- Published on
Unbounded Agent Execution can result in Denial-of-Service Attacks
- Authors

- Name
- Parminder Singh
Agents often appear structured at the planning level, but at runtime their execution becomes increasingly non-deterministic once tools, retries, partial failures, and replanning are introduced.
Most agent frameworks follow some version of the following loop.
while not done:
action = llm.plan(context)
result = tool.execute(action)
if invalid(result):
context += error
continue
context += result

Photo by Nicolas Hoizey on Unsplash
Even if this looks reasonable, at execution time it can easily become an economic denial of service (EDoS) attack. Each retry appends error logs, stack traces, and planner instructions. As the signal-to-noise ratio drops, planner signal degrades and the model becomes less likely to converge on the original task, often producing speculative fixes that further extend the loop.
It isn't an infinite loop but more of a resource exhaustion attack (intentional or accidental) caused by unbounded execution.
A sample failure scenario may look like the following.
- Tool Failure: A tool returns a 504 or malformed JSON.
- Context Inflation: The agent appends the 2KB error log to the context.
- Planner Amplification: The planner retries with "more detail," increasing the prompt size.
- Cost Compounding: Each subsequent call is more expensive than the last.
Practically, the system terminates only when it hits a hard timeout or burns through its "budget". By that point, the original intent is lost. This mirrors the classic distributed systems challenge where missing backpressure and positive feedback loops can lead to resource exhaustion. Tool failures act as feedback signals, but without backpressure the planner interprets them as a reason to increase effort rather than slow execution.
An example could be a web scrapper agent. If the tool returns a payload that the agent interprets as an instruction to "analyze this error in extreme detail using 10 retries", it creates a depth-amplification loop under a trusted identity.
Another challenge is the cross-account resource exhaustion or the noisy neighbor agent. In a multi-tenant or multi-team environment, resource starvation becomes a real problem. Because most LLM providers enforce rate limits at the account or API key level, a single agent stuck in a loop can consume the entire quota. Without task-level priority queuing or isolated quotas, one buggy agent becomes a bottleneck that creates a denial of service for every other AI-dependent service in your stack.
Mitigations
Traditional cloud governance controls do not address execution-level amplification.
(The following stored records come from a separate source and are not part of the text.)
PR #2965, opened 2025-10-17
Update PR template

vicsn:
I'll edit snarkOS after this is approved.

### DIFF
--- a/.github/PULL_REQUEST_TEMPLATE.md
+++ b/.github/PULL_REQUEST_TEMPLATE.md
@@ -10,8 +10,8 @@ If you changed any code, please provide us with clear instructions on how you ve
 
 ## Documentation
 
-If this PR adds or changes functionality, please take some time to update any docs, e.g. on github.com/AleoNet/welcome.
+If this PR adds or changes functionality, consider clarifying which docs need to be updated, e.g. on [AleoNet/welcome](https://github.com/AleoNet/welcome).
 
 ## Backwards compatibility
 
-Please review backwards compatibility. Does any functionality need to be guarded by an existing or new ConsensusVersion?
+Please review backwards compatibility. Does any functionality need to be guarded by an existing or new `ConsensusVersion`?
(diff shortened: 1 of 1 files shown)


ljedrz (approved):
The link under **Documentation** could be a real link, and the type name under **Backwards compatibility** could be formatted as code, but that's cosmetics - LGTM.

.github/PULL_REQUEST_TEMPLATE.md
```diff
@@ -1,24 +1,17 @@
...
-    If you changed any code, please provide us with clear instructions on how you verified your changes work.
-    Bonus points for screenshots and videos!
--->
+If you changed any code, please provide us with clear instructions on how you verified your changes work. Bonus points for screenshots and videos!
 
-(Write your test plan here)
+## Documentation
 
-## Related PRs
+If this PR adds or changes functionality, please take some time to update any docs, e.g. on github.com/AleoNet/welcome.
```
Antonio95: Do we maybe want to tone this down or rephrase it?
- I think some people may be put off to make a contribution if they realise they also need to update "any docs", which may be a bit daunting for users not deep into the codebase
- To be fair, I guess many contributors will only discover this _after_ they have implemented the changes and that might make them a bit more willing to put in the extra work and look into documenting things.
- I also understand documentation definitely needs to be kept updated and if contributors don't do that, we will have to ourselves, which can be a non-trivial amount of work.

Just some thoughts.

.github/PULL_REQUEST_TEMPLATE.md
```diff
@@ -1,24 +1,17 @@
...
 
-<!--
-    If this PR adds or changes functionality, please take some time to
-    update the docs at https://github.com/ProvableHQ/snarkVM and https://github.com/AleoHQ/protocol-docs,
-    and link to your PR here.
--->
+## Backwards compatibility
 
-(Link your related PRs here)
+Please review backwards compatibility. Does any functionality need to be guarded by an existing or new ConsensusVersion?
```
Antonio95: Similar thing here: isn't that something the maintainers (us) are better equipped to assess?

Antonio95 (approved):
Two minor comments (written from the perspective that the message is also geared  towards external contributors, which may not be the case)

.github/PULL_REQUEST_TEMPLATE.md
vicsn: The PR template is both for internal and external contributors

.github/PULL_REQUEST_TEMPLATE.md
vicsn: toned it down

PR #2969, opened 2025-10-20
[Fix] Always return version 0 for credits.aleo

### LINKED ISSUE #3804: Consistent handling of credits.aleo edition in REST API
This is a place for a discussion related to https://github.com/ProvableHQ/snarkOS/pull/3803 that @vicsn asked me to create.

Basically the discussion should be how the "/program/credits.aleo/latest_edition" endpoint should behave (the case is specific for "credits.aleo" here).

The current hardcoded behaviour is to return status 500 because of this code in ledger/store/src/transaction/deployment.rs:

```
    fn get_latest_edition_for_program(&self, program_id: &ProgramID<N>) -> Result<Option<u16>> {
        // Check if the program ID is for 'credits.aleo'.
        // This case is handled separately, as it is a default program of the VM.
        // TODO (howardwu): After we update 'fee' rules and 'Ratify' in genesis, we can remove this.
        if program_id == &ProgramID::from_str("credits.aleo")? {
            return Ok(None);
        }

        Ok(self.edition_map().get_confirmed(program_id)?.map(|x| *x))
    }
```

and this code in ledger/src/get.rs

```
    pub fn get_latest_edition_for_program(&self, program_id: &ProgramID<N>) -> Result<u16> {
        match self.vm.block_store().get_latest_edition_for_program(program_id)? {
            Some(edition) => Ok(edition),
            None => bail!("Missing latest edition for program ID {program_id}"),
        }
    }
```

kaimast:
Aims to fix [snarkOS #3804](https://github.com/ProvableHQ/snarkOS/issues/3804).

**Side note:** I am not sure if I understand the TODO left by Howard, but it would be great if we did not have to construct the `ProgramID` for `credits.aleo` on every call to these functions.

### DIFF
--- a/ledger/src/get.rs
+++ b/ledger/src/get.rs
@@ -260,6 +260,12 @@ impl<N: Network, C: ConsensusStorage<N>> Ledger<N, C> {
         }
     }
 
+    /// Returns the program for the given `program ID` and `edition`,
+    /// or `None` if no program of this ID and edition exists.
+    pub fn try_get_program_for_edition(&self, program_id: ProgramID<N>, edition: u16) -> Result<Option<Program<N>>> {
+        self.vm.block_store().get_program_for_edition(&program_id, edition)
+    }
+
     /// Returns the block solutions for the given block height.
     pub fn get_solutions(&self, height: u32) -> Result<Solutions<N>> {
         // If the height is 0, return the genesis block solutions.
--- a/ledger/src/get.rs
+++ b/ledger/src/get.rs
@@ -254,7 +254,7 @@ impl<N: Network, C: ConsensusStorage<N>> Ledger<N, C> {
 
     /// Returns the program for the given `program ID` and `edition`.
     pub fn get_program_for_edition(&self, program_id: ProgramID<N>, edition: u16) -> Result<Program<N>> {
-        match self.vm.block_store().get_program_for_edition(&program_id, edition)? {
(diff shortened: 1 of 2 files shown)


kaimast:
@d0cd you recently made changes to how program editions are handled. Do you think this change would break anything upstream?

vicsn:
Thx. Just so we're all on the same page, can you list in the PR description which endpoints you called to test and what the expected behaviour is?

kaimast:
> Thx. Just so we're all on the same page, can you list in the PR description which endpoints you called to test and what the expected behaviour is?

I ran a node without that uses snarkVM staging and queries the latest edition endpoint, which gave me the output below.
```
~> curl http://localhost:3030/v2/testnet/program/credits.aleo/latest_edition
{"message":"Missing latest edition for program ID credits.aleo","error_type":"internal_server_error"}
```

Then, I ran with this branch and did the same. It now returns 0 as the latest edition.
```
~> curl http://localhost:3030/v2/testnet/program/credits.aleo/latest_edition
0
```

kaimast:
I changed the PR slightly. It now simply inserts `credits.aleo` into the deployment store on startup, and then does not treat it differently than other programs for `get_program_for_edition`, `get_latest_program_edition`, and `get_latest_program`.

vicsn (approved):

PR #2970, opened 2025-10-20
Properly log rejection reasons and critical error in VM

vicsn:
## Motivation

It is critical for users to understand why transactions were rejected. Doing this properly will require a longer discussion (see [this issue](https://github.com/ProvableHQ/snarkOS/issues/3934)) but currently we don't even surface the information locally.

This PR is as small as I could make it, adding a few trace! and error! logs - unfortunately it has some indenting changes.

Note that aborted tx reasons are already logged here:
```
                    warn!("Speculation safely aborted a transaction - {error} ({tx_id})");
```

Rate limits work based on frequency and not the execution depth. Account budgets are also after the fact.
To run agents at scale, we must treat the execution graph as a first-class security object. We need middleware that intercepts execution between planning, tool invocation, and context mutation. This middleware can enforce task-scoped budgets, token-delta monitoring, semantic circuit breakers, and inline enforcement.
- task-scoped budgets. Hard-stop execution at a granular level (e.g., $0.50 per Task ID).
- token-delta monitoring. Context growth exceeding a fixed delta or percentage between steps (e.g. terminate execution if
context_growth > 25%between steps). - semantic circuit breakers. If an agent calls the same tool with the same arguments three times and receives the same error, the circuit must break.
- inline enforcement. Controls must execute before the next LLM call. This is the only way to prevent the cost from being incurred.
def execution_guard(task_id, current_context, next_action):
if budget_exceeded(task_id):
raise SecurityPolicyViolation("Task budget depleted")
if is_livelocked(task_id, next_action):
raise SecurityPolicyViolation("Semantic loop detected")
return proceed_to_llm(next_action)
If you are looking at the bottom line, we need to track more than just total spend. Metrics like cost / completed tasks, the rate at which token usage accelerates per retry and how often one agent's retry-loop triggers rate-limiting for other users are critical.